Он всегда за глаза говорил о Люси в третьем лице, зато при встречах называл ее Лаки, зная, что это ужасно ее злит. Они действовали друг другу на нервы с тех самых пор, как все мы были детьми. У нас даже есть семейная шутка насчет того, что первыми словами Люси были: «Николас меня обижает!» Мне кажется, я знала ее всю жизнь. Она вытащила меня из моей раковины одиночества, когда мы были еще совсем малышками, но лишь в пять лет я стала называть Люси моей лучшей подругой. Это случилось после того, как она запустила в голову Николаса комком грязи за то, что он стащил мое шоколадное пирожное. Мы вместе учились ездить на велосипедах, нам нравились одни и те же фильмы. Иной раз мы болтали ночи напролет…
— Ничего бы с ней не случилось, — настойчиво повторил Николас, поймав мой яростный взгляд. — Несмотря на ее безрассудность.
— Она просто старалась помочь мне!
— Она человек, — заявил Николас тоном, отметающим любые возражения, как будто он и сам не был человеком, невзирая на генетические изменения.
Мы не были бессмертными, как то утверждается в разных романах-ужастиках, хотя и могли показаться бессмертными благодаря нашим трансформациям. Однако стереотип до того прижился, что иногда проще бывает с ним согласиться. Мама Люси называет нас альтернативно одаренными.
— А ты зануда. — Я коснулась его рукава. — Но все равно спасибо, что приехал за мной.

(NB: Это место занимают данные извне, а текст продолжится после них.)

PR #664, opened 2026-07-07
CHORE: Add OneBranch release pipelines for mssql-python-odbc

jahnvi480:

> [AB#46218](https://sqlclientdrivers.visualstudio.com/c6d89619-62de-46a0-8b46-70b92a84d85e/_workitems/edit/46218)

### Summary

This pull request introduces support for building and releasing two independent Python packages, `mssql-python` and `mssql-python-odbc`, from the same pipeline. The changes allow users to select which package(s) to build and release, optimize pipeline execution by running only the necessary stages, and ensure correct artifact labeling and validation. The release pipeline is also updated to handle both packages, with appropriate validation and symbol publishing logic.

**Build Pipeline Enhancements:**

* Added a `buildPackage` parameter to select which package to build (`mssql-python`, `mssql-python-odbc`, or `both`), with scheduled builds always producing both.
* Introduced separate build matrices and stages for `mssql-python-odbc`, including dedicated Windows, macOS, and Linux configurations and a new `ConsolidateOdbc` stage for artifact collection.
* Pipeline logic now gates `mssql-python` and `mssql-python-odbc` build stages and consolidation based on the selected package, reducing unnecessary work and enabling concurrent builds.
* Ensured SBOM (Software Bill of Materials) is named after the actual package being built to avoid mislabeling artifacts.

**Release Pipeline Updates:**

* Added a `releasePackage` parameter to the dummy release pipeline, allowing selection of which package to test-release and dynamically choosing the correct consolidated artifact. 
* Validation and symbol publishing steps are now conditional on the selected package, including strict checks for the `mssql-python-odbc` dependency pin in `mssql-python` wheels.


OneBranchPipelines/stages/build-odbc-linux-stage.yml
```diff
@@ -0,0 +1,191 @@
+# ODBC Linux Single Configuration Stage Template
+# Builds the platform-specific `mssql-python-odbc` wheel for ONE libc/arch combo
+# (manylinux_2_28 or musllinux_1_2 x x86_64 or aarch64).
+#
+# Data-only package: no native compilation, no per-Python matrix, no pytest.
```
bewithgaurav, line 5: the odbc wheels ship the driver but nothing runs pytest against them as of now
the pr-validation & daily build-release pipelines resolve the driver from bundled `mssql_python/libs`, so `GetOdbcLibsBaseDir` never gets hit in any case actually

`GetOdbcLibsBaseDir` runs on every connect, but CI only ever hits its fallback branch (bundled libs) since nothing installs the odbc wheel. the external-resolution branch never executes, so a break there ships green.

I think we need a separate pytest step here and have a nightly build routine for mssql-python-odbc as well
we should test installing the built package in a clean env with latest mssql-python build & run the same pytest suite
no new tests or smoketest neded, just the existing suite pointed at the built package

bewithgaurav (changes requested):

sumitmsft (dismissed):

OneBranchPipelines/stages/build-odbc-linux-stage.yml
jahnvi480: Added a task to perform pytest every night when both the wheel files are getting generated

sumitmsft (dismissed):

sumitmsft (approved):

bewithgaurav (approved):

Issue #671, opened 2026-07-09
Deadlock under concurrent multithreaded use when DEBUG logging is enabled via setup_logging()


sdebruyn:
### Describe the bug

When driver logging is enabled via `mssql_python.setup_logging(output="file")` (DEBUG level) **and** multiple threads concurrently open connections and execute statements (for example a `ThreadPoolExecutor` with 4 workers), the process permanently deadlocks. It sits at 0% CPU — fully frozen, not merely slow.

The same code with `setup_logging` **not** called does **not** deadlock. It also does **not** deadlock with a single worker thread. The trigger is therefore the combination of **DEBUG logging + concurrency** (`workers > 1`).

### Environment

- **mssql-python version:** 1.10.0
- **Python version:** 3.12.11
- **Operating system:** macOS (arm64)
- **Authentication:** `ActiveDirectoryDefault` (Entra ID) against a Microsoft Fabric Warehouse. The deadlock is in the logging path and is very likely authentication-independent.

### Observed thread stacks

— Не стоит благодарности, — пробормотал Николас. — Ты ведь знаешь, не надо было поддаваться на ее уговоры и отправляться туда. Такое никогда хорошо не кончается.
— Знаю, но ведь и ты знаешь Люси. Она хотела только добра.
Николас фыркнул, а Логан усмехнулся.
— А она становится симпатичной. Особенно сзади.
— Ничего подобного, — возразил Николас. — Нечего таращиться на ее задницу.
Мне тут же захотелось поделиться с Люси, что мои братья обсуждают ее зад.
— Ты прямо как старик, — презрительно произнес Логан, выключая мотор. — У нас ведь есть сила. Мы должны ею пользоваться.
— Во флирте особой силы нет, — сухо сказала я.
— Есть, если ты знаешь в этом толк. Я вот очень даже неплохо флиртую.
— Это ты нам так говоришь.
— Обаяние — мой особый дар, — скромно потупился Логан.
И правда, какому еще красавчику так бы шла старомодная рубашка с кружевными манжетами? Феромоны, выделяемые вампирами, привлекают людей, как коварные духи, соблазняют их и опьяняют. И Логана природа на этот счет не обидела. Не верьте книжкам, нет у вампиров какого-то особого запаха, разве что мой случай является исключением. Феромоны воздействуют на подсознание с гипнотической силой. Вроде того, как дикие животные чувствуют друг друга в лесу, особенно в период спаривания. Если вампир очень силен, человек даже и не вспомнит, что послужил ему закуской, а просто захочет съесть лишнюю порцию бифштекса или шпината. Но если мы выпиваем слишком много крови, люди становятся анемичными.